CAMP McTUREOUS, Okinawa — Okinawa Marines deployed in Afghanistan are calling for donations of school supplies for more than 1,200 deprived children there.

The Marines — from 3rd Battalion, 12th Marines — went to Afghanistan in July as an Embedded Training Team attached to an Afghan National Army unit. There, they have witnessed the harsh conditions for Afghan school children and a lack of basic school supplies, said Lt. Col. Curt Williamson, the battalion’s commander.

“Most children sit on the ground, under a tree, with no writing implements or paper,” Williamson said in an e-mail from Afghanistan.

When the Marines provided one village school with a small supply of notebooks and pens, they reciprocated with a thank-you note, he said.

“This wasn’t an ordinary thank you,” Williamson said. “This was a folder with hundreds of signatures, page after page, with each child’s purple thumbprint next to their name.
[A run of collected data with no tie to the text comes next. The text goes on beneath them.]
PR #901, opened 2023-01-31
Correct for iOS specific case

kloggy:
The sentence, "On success the sensor.last_update_trigger will change to "Push Notification" is iOS specific. Icon added.


dshokouhi (approved):
Thank you!

PR #902, opened 2023-02-01
Note that notification HTML formatting isn't always supported

jpelgrom:
Add a note to the docs indicating that HTML formatting in notifications is not supported on all devices / in all modes.

 - https://github.com/home-assistant/android/issues/2590
 - https://community.home-assistant.io/t/notification-message-html-formatting-color-text-doesnt-work-anymore/528531


dshokouhi (approved):
thank you!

It was humbling to say the least.”

As a father of three, Williamson felt compelled to do what he could to improve those conditions, he said in his e-mail.
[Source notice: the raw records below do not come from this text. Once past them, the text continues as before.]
PR #904, opened 2023-02-05
Add more supported wear OS notification parameters

dshokouhi:
Channel and vibration pattern do work, LED color may work but difficult if not impossible to test as I do not think any watches have a LED to control :)

~~Alarm stream may also work but is also not yet tested.~~ Alarm stream does not seem to work on Pixel Watch it most likely does not work on other watches.

### DIFF
--- a/docs/wear-os/wear-os.md
+++ b/docs/wear-os/wear-os.md
@@ -87,6 +87,8 @@ Currently only the following parameters are supported.
 *  `title`
 *  [`notification_icon`](../notifications/basic.md#notification-status-bar-icon)
 *  [`tag`](../notifications/basic.md#replacing) (Support limited to replacing a notification only)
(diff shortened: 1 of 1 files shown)


dshokouhi:
Fixes: https://github.com/home-assistant/android/issues/3310 and https://github.com/home-assistant/android/issues/3323

jpelgrom:
What is the order for this list? When it was `message`, `title` and `tag` it made sense, now I don't see why for example `channel` is the fifth item in the list.

dshokouhi:
> What is the order for this list? When it was `message`, `title` and `tag` it made sense, now I don't see why for example `channel` is the fifth item in the list.

good call, its alphabetized now :)

jpelgrom (approved):

PR #909, opened 2023-02-13
Update complications.md

delprimero:
Minor grammatical edit


TomBrien (commented):
Sorry but I don't agree with this change. The sentence is saying that an icon can be selected in addition to setting the text. The suggested change seems to suggest that the template for the text is set by selecting an icon.

PR #914, opened 2023-02-21
Android per-server sensor management

jpelgrom:
Documentation PR for home-assistant/android#3357


dshokouhi:
Should add a note to both location and sensor updates that any settings applied will be used on all servers?

jpelgrom:
It's already in the docs, first line after the heading:

> (...) currently the sensor settings will be common for all connected servers.

dshokouhi (approved):

JBassett (approved):

PR #196, opened 2026-08-27
feat(server): mount Better Auth over the existing Account tables

bestony:
## Summary

> Stacked on #195. Base is `refactor/better-auth-email-normalization`, so this diff shows only this step. Review and
> merge #195 first; GitHub will retarget this to `main` automatically.
>
> Most of the added lines are the generated `drizzle/meta/0020_snapshot.json` and `pnpm-lock.yaml`. The hand-written
> change is concentrated in `src/auth/better-auth.ts`, `src/db/schema/better-auth.ts`, and the integration tests.

Second step of the Better Auth migration: introduce the instance and its table mapping. **No HTTP surface is exposed and
no request path changes behavior.** Nothing in the browser or the CLI can reach Better Auth after this lands.

Today's Account authentication is hand-rolled: stateless HS256 JWTs with no server-side session store (so logout cannot
revoke anything), a hand-written Google OIDC flow without PKCE, a hand-written double-submit CSRF, and one
`OPENTAG_JWT_SECRET` signing four unrelated audiences at once.

### The mapping is in place, not parallel

`users` keeps its `uuid` primary key and every foreign key that references it, and `auth_identities` keeps the rows
already linking Accounts to Google:

| Better Auth model | table | notes |
| --- | --- | --- |
| `user` | `users` | `name` → `displayName` |
| `account` | `auth_identities` | `providerId` → `provider`, `accountId` → `subject` |
| `session` | `auth_sessions` | new; `sessions` already means IM conversations |
| `verification` | `auth_verifications` | new |

The load-bearing question was whether Better Auth's Google provider writes the same identity triple the existing rows
carry. It does, byte for byte — `google` / `https://accounts.google.com` / the OIDC `sub`
(`@better-auth/core/dist/social-providers/google.mjs:54-57`). Had it differed, every returning Account would have been
treated as new. The integration tests pin this by seeding a row the way the pre-migration resolver wrote it and
resolving it through `findAccountByKey`.

### Why no routes

An earlier revision mounted Better Auth's catch-all. Reviewers reproduced two bypasses through it: `/api/v1/auth/update-user`
persisted a 300-character display name past `UserDisplayNameSchema` and the canonical `/api/v1/me` writer, and the
callback issued sessions without `PostAuthenticationService.completeInTransaction`, leaving an Account without its
compatibility Workspace grant. They were right that "no client sends traffic" is not a guard.

Nothing consumes those routes in this stage, so the allowlist they need is empty. The mount arrives with the stage that
has real requirements to guard — this PR is the instance, the mapping, and the migration.

### Instance-level guards that do land here

- **Suspended Accounts cannot get a session.** Suspension is the only kill switch this system has, and the legacy path
  re-checks it on every authenticated request.
- **Provider credentials are never persisted.** OpenTag never calls a provider on an Account's behalf and the
  pre-migration resolver stored none either, so access, refresh, and ID tokens are blanked on write. Omitting beats
  encrypting: Better Auth 1.7.2's `encryptOAuthTokens` covers access and refresh but writes `idToken` through in the clear.
- **Email is lowercased** on every write Better Auth makes, matching the invariant #195 establishes.

### Migration `0020`

Expand-only — two new tables plus nullable columns on `auth_identities`. Its guard reports conflicting rows by id if any
`(issuer, subject)` pair is already shared, rather than surfacing a bare unique violation.

### Deployment prerequisite

`BETTER_AUTH_SECRET` (≥32 characters) must be set on the app **before** this revision deploys; configuration is
validated before the server listens, so a missing value leaves the container restarting rather than serving degraded.
It is now rejected if it equals `OPENTAG_JWT_SECRET`, since sharing one key would make either rotation invalidate the
other's credentials. Documented in `docs/deploying.md` and its Chinese mirror.

## Testing

- `pnpm --filter @opentag/server test:integration` — 175 passing
- `better-auth.test.ts` covers, against a real Postgres: resolving a pre-migration identity row, reading the Account
  through the mapped user model, issuing a session into `auth_sessions` and reading it back from a bearer token,
  rejecting an unknown bearer token, refusing a session for a suspended Account, never persisting provider credentials,
  and lowercasing an email written through Better Auth.
- `config.test.ts` asserts `BETTER_AUTH_SECRET` is required, length-checked, and rejected when equal to `OPENTAG_JWT_SECRET`.

Not covered by automated tests: a live Google sign-in, which needs OAuth credentials. No HTTP-level tests exist because
no HTTP surface is mounted; those belong with the stage that mounts it.

## Breaking changes

None at runtime — no request path changes behavior. Operationally, `BETTER_AUTH_SECRET` becomes a required environment
variable, must differ from `OPENTAG_JWT_SECRET`, and must be configured before deploying.

## Checklist


baixiaohang (changes requested):
- Rationale: the in-place table mapping is directionally sound, but the newly live Better Auth endpoints bypass existing Account invariants and the deployment/configuration path is not yet internally consistent.

**Risk level**: B-high
- Path baseline: changes `packages/server/**` authentication behavior and adds database tables, columns, indexes, and migration guards.

**PR summary**
- Problem: staging needs a way to exercise Better Auth over existing Accounts before the browser and CLI switch away from the legacy login paths.
- Approach: mount Better Auth at the versioned auth boundary, map its user/account models onto `users` and `auth_identities`, add server-side session and verification storage, and keep existing clients on the old tokens for now.
- Impacted modules: Server auth routing and startup, Account/identity persistence, database migrations, deployment configuration, and integration tests.

**Review findings**
❌ 1. The mounted OAuth endpoints bypass the existing post-authentication transaction. `createBetterAuth` has no equivalent of `PostAuthenticationService.completeInTransaction`, even though Better Auth's callback creates the user, identity, and session by default. A direct request to the now-public routes can therefore create an Account without its required compatibility Workspace/grant, and an existing suspended Account can receive a Better Auth session because `suspendedAt` is never checked. "No current client sends traffic" is not a guard once the routes are mounted; preserve these Account invariants before session issuance, or keep the write paths disabled until that guard exists. [R4 / `packages/server/src/auth/better-auth.ts:31`, `packages/server/src/index.ts:130`]

❌ 2. `trustedProviders: ["google"]` does not provide the claimed matching-email link on Better Auth 1.7.2. Its current callback also requires the existing local user to have `emailVerified: true`; stacked migration 0018 sets that only for users that already have an `auth_identities` row. The important case—an existing Account with the same email but no Google identity—still returns `account not linked`. Please define the safe ownership proof/linking path and pin it with an integration test; simply disabling Better Auth's local-verification guard is documented upstream as an account-takeover risk and is already deprecated. [R5 / `packages/server/src/auth/better-auth.ts:60`]

❌ 3. The production-container startup consumer was not updated for the new required variable. `.github/workflows/ci.yml` starts the image without `BETTER_AUTH_SECRET`, so the container exits in `parseServerConfig`; the current Container Smoke and fan-in CI failures reproduce this exact path. Add a CI-only value distinct from the legacy JWT secret so the checked production image can reach readiness. [R5 / `packages/server/src/config.ts:88`]

❌ 4. The code does not enforce the documented secret separation, and `.env.example` currently gives `OPENTAG_JWT_SECRET` and `BETTER_AUTH_SECRET` the same placeholder value. The config test only observes that its two fixtures happen to differ; equal values still parse successfully. Reject equality in configuration, make the example distinct, and include the new secret in the startup redaction set so this new credential follows the same failure-path handling as the existing secrets. [R4 / `.env.example:7`, `packages/server/src/config.ts:119`, `packages/server/src/index.ts:103`]

❌ 5. The new account mapping persists Google access, refresh, and ID tokens, while Better Auth's `account.encryptOAuthTokens` remains at its plaintext default. That adds durable bearer credentials which the old Google flow did not retain. Enable Better Auth's supported token encryption before exposing the callback, or provide an explicit accepted trust-boundary rationale for storing these credentials unencrypted. [R3 / `packages/server/src/auth/better-auth.ts:56`, `packages/server/src/db/schema/auth-identities.ts:20`]

**Action taken**
- Submitted request changes on head `c90e4bf4cbf50dec5fbdd0dcee9d89dabe6415e0`.

yuezengwu (changes requested):

Reviewed exact head `c90e4bf4cbf50dec5fbdd0dcee9d89dabe6415e0`. The in-place Account/identity mapping plus server-side session/verification persistence is now an approved direction, but the current implementation is not safe to stage.

1. **Restack before doing any migration work.** This head is still based on `d146504f`, while stacked PR #195 has moved to `3572b278` and now owns `0019_charming_tony_stark`. GitHub correctly reports this PR as `CONFLICTING`/`DIRTY`; this branch's independent `0019_cool_captain_marvel` cannot be retained. Restack onto #195's fresh accepted head and regenerate this migration as the next non-conflicting journal/snapshot entry. [`packages/server/drizzle/meta/_journal.json`]

2. **Do not mount Better Auth's general write surface over the Account table.** The catch-all exposes `/api/v1/auth/update-user`, which is always enabled and writes Better Auth `name` directly into mapped `users.display_name`, bypassing the OpenTag profile mutation boundary and `UserDisplayNameSchema`. I reproduced this against PostgreSQL: after issuing a Better Auth session for a legacy Account, a bearer-authenticated POST to `/api/v1/auth/update-user` with a 300-character name returned 200 and persisted all 300 characters. Whitelist only the endpoints needed for this stage, or explicitly block profile writers such as `/update-user`; the existing `/api/v1/me` domain API must remain the sole Account profile writer. [`packages/server/src/auth/fastify-handler.ts:29`, `packages/server/src/auth/better-auth.ts:32`]

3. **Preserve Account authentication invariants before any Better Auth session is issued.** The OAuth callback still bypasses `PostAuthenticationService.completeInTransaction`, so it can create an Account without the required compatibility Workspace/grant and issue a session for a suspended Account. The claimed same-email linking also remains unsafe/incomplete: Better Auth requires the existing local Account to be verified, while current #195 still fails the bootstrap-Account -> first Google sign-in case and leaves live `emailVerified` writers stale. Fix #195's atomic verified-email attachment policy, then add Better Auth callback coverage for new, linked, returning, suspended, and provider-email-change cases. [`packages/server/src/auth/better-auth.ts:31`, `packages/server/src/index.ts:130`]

So he asked his wife, Page Williamson, a kindergarten teacher at Bechtel Elementary on Camp McTureous, to coordinate the donation drive for school supplies.

Page Williamson said she felt a little overwhelmed at first, but then she realized that her teaching position at Bechtel, her involvement in the Camp Courtney chapel and the couple’s network of family and friends stateside put her in a good position to help.
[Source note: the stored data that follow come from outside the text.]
PR #197, opened 2026-08-27
Steer active turns with incoming IM messages

baixiaohang:
## Summary

- add the optional protocol v2 IM steer capability and route same-Session Feishu and Slack deliveries into a running provider Turn
- persist steered disposition and bounded Client receipts with deterministic rejection, retry, reconnect, restart, and ordinary-Turn fallback behavior
- update history consumption, Task API, and the debug UI without creating duplicate Turn reports or usage

## Validation

- `pnpm check`
- `pnpm typecheck`
- `pnpm build`
- `pnpm test`
- `pnpm --filter @opentag/server test:integration` (10 files, 169 tests)
- `git diff --check`


packages/client/src/runtime/agent-turn-runner.ts
```diff
@@ -81,10 +88,74 @@ export class AgentTurnRunner {
...
+      const cwd = this.#runtimeManager.cwd(request.sessionId);
+      const supplementalContext = await this.#resourceFetcher?.fetchForTurn(request, cwd);
+      if (
+        turn.phase !== "running" ||
+        runtime.state.phase !== "running" ||
+        runtime.state.activeRunId !== request.expectedTurnId
+      ) {
+        return steerResult(request, "deferred", "turn_not_running");
+      }
+      await runtime.steer({
```
yuezengwu, line 145: Blocking: once runtime.steer() has been issued, both an RPC failure where provider acceptance is unknown and a later recordSteer() write failure return deferred. The server then releases the steer dispatch; when the root Turn finishes it retires the correlation and sends the same delivery as ordinary im:deliver. Without a durable receipt, the Client cannot answer absorbed, so a human message that the provider already accepted can run twice. The existing unit test explicitly models successful steering followed by a receipt-write failure but only asserts steer_state_unknown; it never proves that fallback cannot execute. Please persist a pre-dispatch or in-flight custody record and retain unknown outcomes as recovery-required (or otherwise reconcile them conclusively) so ordinary fallback happens only after steering is known not to have been accepted.

packages/server/src/runtime/im-delivery-worker.ts
```diff
@@ -260,6 +381,132 @@ export class ImDeliveryWorker {
...
+        this.#domain.requestSteer(row.computer.id, instanceId, request, onDispatched),
+      );
+      if (!admitted.admitted) {
+        await this.#recordFailure(claim.id, "IM_DELIVERY_AGENT_NOT_ACTIVE", claim.claimToken);
+        return;
+      }
+      const result = await admitted.result;
+      setActiveSpanAttributes(outcomeAttrs(result.status, "reason" in result ? result.reason : undefined));
+      if (result.status === "rejected") {
+        await this.#reject(claim.id, result.reason, claim.claimToken);
```
yuezengwu, line 495: Blocking: RuntimeImSteerResult groups deterministic invalid_input/input_conflict with fencing outcomes target_mismatch/stale_generation, but this branch terminally rejects all four. A placement rollover or root-ownership race can therefore permanently discard an otherwise valid incoming IM message. Please terminal-reject only deterministic input conflicts; route fencing outcomes through fresh-placement reconciliation, deferred ordinary fallback, or an explicit recovery-required state, and add integration coverage for both target_mismatch and stale_generation.

yuezengwu (changes requested):
Reviewed exact head 0aa5ca65d71b70e876d0a71ab3f49a040eb5cf0b. The protocol, persistence, and provider-capability coverage is substantial and CI is green, but two custody paths still violate the durable no-duplicate/no-drop contract: an unknown steering outcome can later execute the same IM delivery as a new Turn, and fencing rejections can terminally discard a valid delivery. Please fix these paths and cover them end to end, including restart/reconnect behavior.

packages/client/src/runtime/agent-turn-runner.ts
baixiaohang: This behavior is intentional under the approved design contract, so I have not added a second recovery/custody state machine here.

The provider call and the Client receipt write cannot be made atomic without a provider-side idempotency key. A pre-dispatch or `in-flight` record would establish only that an attempt began, not whether the provider accepted it; retaining that record indefinitely would either strand a valid human message or require another reconciliation protocol that still cannot prove the provider outcome.

The existing durable target already provides the useful fence: an unknown outcome remains `pending` and retains its target, so it is never effectfully steered into that root again. Once the root reports, the ordinary-Turn fallback deliberately prioritizes not losing the message. The accepted tradeoff is that the irreducible provider-effect/receipt-write crash window can execute the input twice.

The approved design states this explicitly in section 8.2 (steps 8–9), acceptance criterion 8, and risk section 13. The new integration coverage now makes that contract end to end: `steer_state_unknown` remains `pending + target`, then falls back after the root report and reaches ordinary accepted custody rather than being silently completed or stranded.

Because preventing that fallback would contradict the agreed no-loss-first semantics without actually proving provider acceptance, please reconsider this item as an intentional design tradeoff rather than a blocking defect.

packages/server/src/runtime/im-delivery-worker.ts
baixiaohang: Fixed in `5c9ea74`.

Only deterministic `invalid_input` and `input_conflict` results now enter `terminal_rejected`. `target_mismatch` and `stale_generation` follow the deferred path: the dispatch correlation is released, the root target remains as the durable attempt fence, and after the root reports the delivery performs fresh placement reconciliation and falls back to ordinary `im:deliver`.

PostgreSQL integration coverage now exercises both fencing reasons end to end and verifies `pending + target`, root reporting, fresh reconcile, ordinary fallback, and final `accepted + target null`. The same test matrix also covers the approved `steer_state_unknown` fallback behavior.

yuezengwu (commented):
Reviewed exact head 5c9ea7442ab3c58f0c7b98fc0ae4414bfc387677. The fresh-head change fixes the deterministic/fencing classification blocker: target_mismatch, stale_generation, and steer_state_unknown remain pending with the durable steer target, do not become another effective steer while root custody is live, and reconcile then fall back to ordinary delivery after the root report. The PostgreSQL matrix and focused client tests pass locally, along with check/typecheck and all 6 CI checks.\n\nI could not independently verify the separate duplicate-execution tradeoff claim yet: the current Context Tree, PR body/comments, and repository do not identify the cited approved design contract section 8.2 / AC8 / risk 13. Please link the exact approved artifact (and approval) that explicitly accepts no-loss-first ordinary fallback with possible duplicate execution in the provider-accepted/receipt-write-unknown window. Once that authority is identifiable, the remaining technical behavior matches the claimed bounded tradeoff; without it, I cannot clear the existing custody objection based only on the implementation author’s assertion.

baixiaohang:
## Approved authority for the unknown-effect fallback

The approved artifact is the First Tree chat attachment `2026-08-27-opentag-im-active-turn-steer.zh-CN.md` (attachment id `296ba310-da3d-4afc-9b49-ab36f9f4d897`; SHA-256 `76b7532e52359f7e6af841e6f4f5749816e1e673fcbd5d76916af5bcd76500f9`). It is intentionally not committed to the repository under the team's design-document policy, so the relevant exact text and approval record are reproduced here for review.

The artifact header says:

> 状态：已获 human 确认，可实施

Its explicit contract is:

> 不承诺跨 Provider 调用、Client 文件和 Server 数据库的 exactly-once 原子提交；Codex 未提供 steer 幂等键时无法实现该承诺。

Section 4, user-observable semantics:

> steer 调用结果未知或发生断线 | 不再重试同一 root，之后作为新 Turn 处理；极端情况下可能重复输入，但不静默丢消息

Section 8.1, steps 8–9:

> 8. `runtime.steer` 抛错一律按 effects 可能发生处理为 `deferred: steer_state_unknown`，不在同一 root 重试。
>
> 9. Provider 已成功但 receipt 写入失败，也返回 `deferred: steer_state_unknown`。Server 保持 pending，之后以新 Turn 处理，允许极小概率重复但不丢消息。

Acceptance criterion 8:

> provider 已接受但 receipt/Server 持久化前崩溃的窗口按文档回退为新 Turn，测试证明可能重复但不会静默终结 delivery。

Risk section 13:

> **Provider 调用与持久化不可原子**：采用一次 target attempt + pending fallback；不虚构 exactly-once，优先不丢消息。

Approval chain in the task chat (Asia/Shanghai, 2026-08-27):

- 06:59:48 — the architect proposed the reduced design, including: “provider 已接受 steer、但 Client 尚未来得及落盘时崩溃……让 delivery 保持 pending，恢复后作为新 turn 处理：优先保证不丢消息，代价是极端情况下可能重复输入一次。”
- 07:00:35 — human owner `baixiaohang` replied: “好的，请你给技术方案，让codex-developer来实施”.
- 07:14:20 — the architect delivered the above artifact for implementation, explicitly requiring its Tasks 1–6 and boundaries.

In English: the approved choice is bounded at-most-one effectful attempt per delivery/root, durable pending target while root custody is live, and ordinary-Turn fallback after the root report for an unknown outcome. It deliberately chooses no silent message loss over an unimplementable cross-provider exactly-once guarantee; the irreducible accepted-effect/receipt-write window may duplicate the input once.

packages/client/src/runtime/agent-turn-runner.ts
baixiaohang: The exact design clauses, artifact identity/SHA-256, and the human approval chain are now recorded in [this PR authority note](https://github.com/first-tree-ai/opentag/pull/197#issuecomment-5437411283). The source is a First Tree task-chat attachment rather than a committed repository document, so the note reproduces the controlling text verbatim and identifies the approval messages and timestamps.

This confirms that ordinary fallback after an unknown effect, with bounded possible duplicate execution and no silent loss, is the explicitly approved behavior rather than an implementation assumption.

yuezengwu (approved):
Approved exact head 5c9ea7442ab3c58f0c7b98fc0ae4414bfc387677. I independently fetched attachment 296ba310-da3d-4afc-9b49-ab36f9f4d897 from First Tree, verified filename 2026-08-27-opentag-im-active-turn-steer.zh-CN.md and SHA-256 76b7532e52359f7e6af841e6f4f5749816e1e673fcbd5d76916af5bcd76500f9, and confirmed the original artifact explicitly authorizes one target attempt, durable pending fallback, and possible duplicate execution rather than silent message loss for unknown provider/receipt outcomes. The authenticated human owner’s authority note also explicitly reaffirms that choice.\n\nThe fresh-head implementation now matches that contract: deterministic invalid_input/input_conflict remain terminal, fencing and unknown outcomes preserve pending + target, the live root is not steered twice, and ordinary delivery resumes only after root reporting and fresh reconciliation. Local check/typecheck, PostgreSQL im-binding 85/85, focused Client 27/27, and all 6 GitHub checks pass.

And so the Afghan children school supply donation drive was started.

“The country and people are quite rugged,” Williamson said in his e-mail. “Their needs are not sophisticated, but their supplies have to be durable.”

Wire-bound notebooks with 100 to 300 pages, any type of folders with pockets and Bic pens top the list of supplies needed.

“The basic plastic Bic pen with a cap that allows one to clip it on their shirt pocket is key,” he said.

“In Afghanistan, if you wear a pen in your shirt pocket it is a symbol of literacy,” he said. “These are school kids, they want credit for their work, and take great pride in the title of student.”

However much is collected, “we’ll find a home for it,” he said.